Trace headers can be forged by clients. If a browser or external caller sends a crafted traceparent header, your services will join that trace — potentially leaking internal service topology to an attacker who can correlate timing data. Mitigate this by trusting incoming trace context only from authenticated internal callers (e.g., services that present a valid mTLS certificate or an internal service-to-service JWT). At the perimeter (API Gateway / edge service), strip and re-issue trace headers for requests arriving from the public internet.

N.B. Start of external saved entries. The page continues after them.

PR #15, opened 2017-05-10
Use udeb for base image instead of deb

r2d4:
udeb's are smaller, stripped down debs that are used as part of the debian installation process.  I'm not sure exactly what the downsides to using them over the regular debs, but it makes the image considerably smaller.  

https://wiki.debian.org/udeb

```
bazel/base:new               1.041 MB
bazel/base:base              14.21 MB
```

### DIFF
--- a/WORKSPACE
+++ b/WORKSPACE
@@ -13,8 +13,8 @@ go_repositories()
 # For the glibc base image.
 http_file(
    name = "glibc",
-   url = "http://deb.debian.org/debian/pool/main/g/glibc/libc6_2.19-18+deb8u9_amd64.deb",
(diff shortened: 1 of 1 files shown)


mattmoor:
Cool :)

r2d4:
Note - they don't exist for all packages, only the ones used in the debian installation process, and I had to resolve them manually (I don't think you can resolve their urls with `--print-uris` or `apt-get`)

dlorenc:
From the guide "it removes the naughty bits (the documentation) to save space".

Given that we have no real way for users to see the documentation inside an image, it's probably safe to use when we can.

Additionally, be mindful of what you attach as span tags. A tag like user.id or request.body will be stored verbatim in the tracing backend. Treat the tracing system as an observability store, not a logging store, and avoid attaching PII or secrets as span attributes.

Sampling Strategy

Tracing 100 % of requests is fine in development. In production at meaningful scale, exporting every span to a backend creates non-trivial overhead and storage cost. Common strategies:

  • Probabilistic (head-based) — sample a fixed percentage (e.g. 10 %) decided at the trace root. Simple, predictable cost. Set with management.tracing.sampling.probability=0.1.
  • Rate-limited — sample at most N traces per second regardless of load. Protects the backend during traffic spikes.
  • Tail-based — buffer all spans and decide to keep only traces that contain an error or exceed a latency threshold. Requires a collector that supports tail sampling (e.g. OpenTelemetry Collector with the tail_sampling processor). More operationally complex but captures 100 % of interesting traces without the overhead of 100 % export.

Running Zipkin Locally

You can spin up a Zipkin instance in seconds with Docker:

docker run -d -p 9411:9411 openzipkin/zipkin

Point your service at http://localhost:9411, make a few HTTP calls, then open http://localhost:9411 in a browser. Click Run Query to see all traces, then click any trace to view its waterfall. Every span is labelled with its service name, operation name, duration, and any tags you added.

Summary

Distributed tracing turns a sea of disconnected log lines into a structured, visual timeline of every request. With Micrometer Tracing and three Maven dependencies, Spring Boot 3 instruments all HTTP server/client traffic, database calls, and messaging listeners automatically. Add custom spans for business-critical operations using the Tracer API, attach meaningful tags, always close spans in a finally block, and choose a sampling strategy that balances visibility against overhead. In the next lesson you will see how to complement traces with metrics and health dashboards to complete the observability picture.